In 2008, through a special grant, the Advocate Childhood Trauma Treatment Program began offering two-hour workshops that teach police officers, teachers, nurses, community leaders and other adults to recognize and respond to sexual abuse. The training, which has been offered to 1,600 adults to date, is an important necessary step in stopping and preventing the sexual abuse of children.
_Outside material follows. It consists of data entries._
PR #8015, opened 2018-10-19
[1LP][RFR] Download images before uploading to glance

mshriver:


cfme/utils/template/base.py
```diff
@@ -279,7 +279,10 @@ def glance_upload(self):
             # add location for image on standalone glance
             client.images.add_location(glance_image.id, self.raw_image_url, {})
         else:
-            client.images.upload(glance_image.id, self.raw_image_url)
+            if self.download_image():
```
digitronik: :+1:

PR #8017, opened 2018-10-19
[RFR] Updated CMQE SSL Test to Handle No Metrics

jawatts:
{{ pytest: cfme/tests/containers/test_ssl_providers.py::test_add_mertics_provider_ssl --use-provider ocp-311 }}


cfme/tests/containers/test_ssl_providers.py
```diff
@@ -117,9 +117,12 @@ def test_add_mertics_provider_ssl(provider, appliance, test_item,
             Hawkular Endpoint = SSL trusting custom CA/SSL without validation/SSL
         * Assert that provider was added successfully
         """
+    if not provider.endpoints.get('metrics', False):
```
mshriver: `hasattr()` would read a lot better I think

mshriver: My bad, its not AttrDict, its just a dictionary.

PR #8018, opened 2018-10-19
Add match_items() and first()

jaryn:
Purpose or Intent
=================
Add some helper methods for filtering and picking first item.

### DIFF
--- a/cfme/modeling/base.py
+++ b/cfme/modeling/base.py
@@ -190,3 +190,18 @@ def parent_of_type(obj, klass):
     for x in _walk_to_obj_root(obj):
         if isinstance(x, klass):
             return x
+
+
+def match_items(items, filter):
+    ''' Return only items matching filter dict. '''
+    for item in items:
+        for attr_name, val in filter.items():
+            if getattr(item, attr_name) != val:
+                break
+        else:
+            yield item
+
+
+def first(items):
+    ''' Return the first item in the iterable. '''
+    return next(iter(items))


cfme/modeling/base.py
```diff
@@ -190,3 +190,18 @@ def parent_of_type(obj, klass):
     for x in _walk_to_obj_root(obj):
         if isinstance(x, klass):
             return x
+
+
+def match_items(items, filter):
+    ''' Return only items matching filter dict. '''
```
mshriver: double quotes on these docblocks please

mshriver: Consider making this a BaseCollection classmethod instead of just this standalone method, for clarity during use and ability to call `self.match_items(self.all(), self.filters)`

cfme/modeling/base.py
```diff
@@ -190,3 +190,18 @@ def parent_of_type(obj, klass):
...
+    for item in items:
+        for attr_name, val in filter.items():
+            if getattr(item, attr_name) != val:
+                break
+        else:
+            yield item
+
+
+def first(items):
+    ''' Return the first item in the iterable. '''
```
mshriver: I think this should definitely be a BaseCollection method, if its included at all. I'm hesitant to include it because its a single line wrapper that doesn't handle StopIteration to return None, or anything 'special' that would make it valuable beyond the caller just using next() or .pop() themselves.

jaryn: This method is intended to be used when single item is expected to appear in some list _or generator_. So added value is that it handles both same way.

We can discuss adding handling StopIteration and raising some other exception instead, if you think it something we should do.

I've just realized I can be checking we got single and only value. So perhaps I should do that and rename this to `singletone` or `only` or something like that.

What do you think @mshriver

PR #8021, opened 2018-10-22
[WIP] Fixing navigation for cfme 510z and fixing a test

kedark3:
Purpose or Intent
=================

__Fixing__ Navigation as cfme 510z has different menu options as well as fixing `vm_obj` call by replacing it with `vm_list`

{{pytest: cfme/tests/v2v/test_v2v_migrations.py --use-provider rhv42 --use-provider vsphere67-nested --provider-limit 2 -vvvv --long-running -k 'test_single_network_single_vm_migration' }}

### DIFF
--- a/cfme/common/vm.py
+++ b/cfme/common/vm.py
@@ -183,7 +183,11 @@ class BaseVM(BaseEntity, Pretty, Updateable, PolicyProfileAssignable, Taggable, 
         """Fetches MAC Address of VM"""
         # TODO: We should update this with wrapanapi method when it becomes available.
         view = navigate_to(self, "Details", use_resetter=False)
-        return view.entities.summary('Properties').get_text_of('MAC Address')
+        mac_addr_field = VersionPicker({
+            LOWEST: 'MAC Address',
+                    '5.10': 'MAC Addresses'
+        })
+        return view.entities.summary('Properties').get_text_of(mac_addr_field)
 
     @property
     def is_retired(self):
--- a/cfme/tests/v2v/test_v2v_migrations.py
+++ b/cfme/tests/v2v/test_v2v_migrations.py
@@ -68,8 +68,7 @@ def test_single_datastore_single_vm_migration(request, appliance, v2v_providers,
     wait_for(func=view.plan_in_progress, func_args=[migration_plan.name],
         message="migration plan is in progress, be patient please",
         delay=5, num_sec=1800)
-
-    view.migr_dropdown.item_select("Completed Plans")
+    view.switch_to("Completed Plans")
     view.wait_displayed()
     logger.info("For plan %s, migration status after completion: %s, total time elapsed: %s",
         migration_plan.name, view.migration_plans_completed_list.get_vm_count_in_plan(
@@ -207,7 +206,7 @@ def test_dual_nics_migration(request, appliance, v2v_providers, host_creds, conv
         message="migration plan is in progress, be patient please",
         delay=5, num_sec=2700)
 
-    view.migr_dropdown.item_select("Completed Plans")
+    view.switch_to("Completed Plans")
     view.wait_displayed()
     logger.info("For plan %s, migration status after completion: %s, total time elapsed: %s",
         migration_plan.name, view.migration_plans_completed_list.get_vm_count_in_plan(
@@ -248,7 +247,7 @@ def test_dual_disk_vm_migration(request, appliance, v2v_providers, host_creds, c
         message="migration plan is in progress, be patient please",
         delay=5, num_sec=3600)
 
-    view.migr_dropdown.item_select("Completed Plans")
+    view.switch_to("Completed Plans")
     view.wait_displayed()
     logger.info("For plan %s, migration status after completion: %s, total time elapsed: %s",
         migration_plan.name, view.migration_plans_completed_list.get_vm_count_in_plan(
@@ -370,7 +369,7 @@ def test_single_vm_migration_with_ssh(request, appliance, v2v_providers, host_cr
         message="migration plan is in progress, be patient please",
         delay=5, num_sec=1800)
 
-    view.migr_dropdown.item_select("Completed Plans")
+    view.switch_to("Completed Plans")
     view.wait_displayed()
     logger.info("For plan %s, migration status after completion: %s, total time elapsed: %s",
         migration_plan.name,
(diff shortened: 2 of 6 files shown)


kedark3:
I need to update View and Test Cases around these. Will merge after that @mshriver . Target is  Wed Morning. Wed is new 510z build.

cfme/v2v/migrations.py
```diff
@@ -682,13 +682,28 @@ def create(self, name, infra_map, vm_list, description=None, csv_import=False,
...
 class All(CFMENavigateStep):
     VIEW = MigrationDashboardView
     prerequisite = NavigateToAttribute('appliance.server', 'LoggedIn')
 
     def step(self):
-        self.prerequisite_view.navigation.select('Compute', 'Migration')
+        if self.obj.appliance.version < '5.10':
+            self.prerequisite_view.navigation.select('Compute', 'Migration')
+        else:
+            self.prerequisite_view.navigation.select('Compute', 'Migration', 'Overview')
```
mshriver: Consider just checking the type of `self.obj` in order to select `'Overview'` or `'Infrastructure Mappings'` for navigation. Then this can be a single nav class registered against both `InfrastructureMappingCollection` and `MigrationPlanCollection`

kedark3: I need to create 2 different views for Navigation to `All` for `InfraMapping` and `MigrationPlan` so wouldn't it be easier just to split them in two classes?

cfme/tests/v2v/test_v2v_migrations.py
```diff
@@ -517,18 +517,12 @@ def test_migration_special_char_name(request, appliance, v2v_providers, host_cre
     def _cleanup():
         infrastructure_mapping_collection.delete(mapping)
 
-    src_vm_obj = form_data_vm_obj_single_datastore.vm_obj[0]
```
kedark3: No longer required.

cfme/v2v/migrations.py
```diff
@@ -325,6 +331,8 @@ class MigrationDashboardView(BaseLoggedInPage):
 
     @property
     def is_displayed(self):
+        # TODO Uncomment next line, remove line after that
```
kedark3: This will be required to be done after next 5.10z build, as I built this code against upstream and there is a bug on vertical navigation in upstream. Bug should be resolved in next 5.10 build.

cfme/v2v/migrations.py
```diff
@@ -363,17 +371,51 @@ def plan_in_progress(self, plan_name):
             return False
 
 
+class MigrationDashboardView59z(MigrationDashboardView):
```
kedark3: Dashboard for 59z has `infra_mapping_list` while 510z moves it to a separate page.

cfme/v2v/migrations.py
```diff
@@ -363,17 +371,51 @@ def plan_in_progress(self, plan_name):
...
+    infra_mapping_list = InfraMappingList("infra-mappings-list-view")
+
+    @property
+    def is_displayed(self):
+        return (self.navigation.currently_selected == ['Compute', 'Migration'] and
+            (len(self.browser.elements(".//div[contains(@class,'spinner')]")) == 0) and
+            (len(self.browser.elements('.//div[contains(@class,"card-pf")]')) > 0))
+
+
+class InfrastructureMappingView(BaseLoggedInPage):
```
kedark3: This is an entire separate page, with many elements similar to what we had in `MigrationPlanRequestDetailsView` , so re-using some of those Paginator things by renaming those from `MigrationPlanRequestDetailsPaginator` to `v2vPaginator`, etc.

cfme/v2v/migrations.py
```diff
@@ -363,17 +371,51 @@ def plan_in_progress(self, plan_name):
...
+            ['Compute', 'Migration'] and
+            # ['Compute', 'Migration', 'Infrastructure Mappings'] and
+            len(self.browser.elements(".//div[contains(@class,'spinner')]")) == 0 and
+            (self.create_infrastructure_mapping.is_displayed or
+                self.infra_mapping_list.is_displayed))
+
+
 class AddInfrastructureMappingView(View):
     form = InfraMappingWizard()
+    form_title_text = VersionPicker({
```
kedark3: This was failing to `.pick()` right version/item while it was inside `is_displayed` so moved it out, now it works as expected.

cfme/v2v/migrations.py
```diff
@@ -363,17 +372,52 @@ def plan_in_progress(self, plan_name):
...
+    # USed to select sort by options like 'Name', 'Number of Associated Plans'
+    sort_by_dropdown = SelectorDropdown('id', 'sortTypeMenu')
+
+    @property
+    def is_displayed(self):
+        # TODO: Remove 1st condition, once /manageiq-v2v/issues/726 fix is backported to 510z
+        return ((self.navigation.currently_selected ==
+            ['Compute', 'Migration'] or self.navigation.currently_selected ==
+            ['Compute', 'Migration', 'Infrastructure Mappings']) and
+            len(self.browser.elements(".//div[contains(@class,'spinner')]")) == 0 and
```
mshriver: consider expressing this as `not self.browser.elements()`, which is returning an empty list on no locator match.

cfme/v2v/migrations.py
```diff
@@ -606,7 +649,9 @@ def create(self, form_data):
         return infra_map
 
     def delete(self, mapping):
-        view = navigate_to(self, 'All')
+        view = navigate_to(self, 'All', wait_for_view=True)
```
mshriver: `wait_for_view` kwarg is an integer number of seconds to wait. Default is 10s

cfme/common/vm.py
```diff
@@ -183,7 +183,7 @@ def mac_address(self):
         """Fetches MAC Address of VM"""
         # TODO: We should update this with wrapanapi method when it becomes available.
         view = navigate_to(self, "Details", use_resetter=False)
-        return view.entities.summary('Properties').get_text_of('MAC Address')
+        return view.entities.summary('Properties').get_text_of('MAC Addresses')
```
mshriver: Needs to be version picked, this is still 'Address' in 5.9.5

kedark3:
This PR was opened during GitHub outage. Seems to have issues updating eventhough I commit changes. Re-opening it.

PR #8022, opened 2018-10-22
[WIP] Validate nuage network ports inventory

sasoc:
With this commit we create Nuage network port and Nuage network port collection, which we then use to validate details page of Nuage network port.

We create sandbox with Nuage enterprise and its entities, including network port. We use this sandbox to gather all the stats we expect to be shown on the details page. Then we find and navigate to created network port where we compare its UI stats with expected ones.

We also use different steps to navigate to details page. We go through provider using steps like this:
```
Nertwork -> Providers -> Provider (by name) -> Network Ports -> Network Port (by name)
```
By using this steps we make sure that we are on the details page of Nuage network port.

Depends on: https://github.com/ManageIQ/integration_tests/pull/8014

### DIFF
--- a/cfme/networks/network_port.py
+++ b/cfme/networks/network_port.py
@@ -101,3 +101,12 @@ class Details(CFMENavigateStep):
 
     def step(self):
         self.prerequisite_view.entities.get_entity(name=self.obj.name, surf_pages=True).click()
+
+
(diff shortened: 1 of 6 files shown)


sasoc:
cc @miha-plesko

mshriver:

“The whole topic itself has only come to light in the public’s view in the last 10 or 15 years,” said Dr. John Smith, executive director. “It was very much a hidden problem.”

Carroccia said he and other staff at the center feel the importance of the work every time they see a breakthrough in a child, who may have at first seemed unreachable. That was the case with the young boy this year, who now comes to sessions with his own jokes to share.

“He is really a different child now. He still has a lot of work to go, and we don’t have magic wands here,” Carroccia said. “But this is a child that can smile, that can laugh. … Through this patient process, his personality has really emerged.”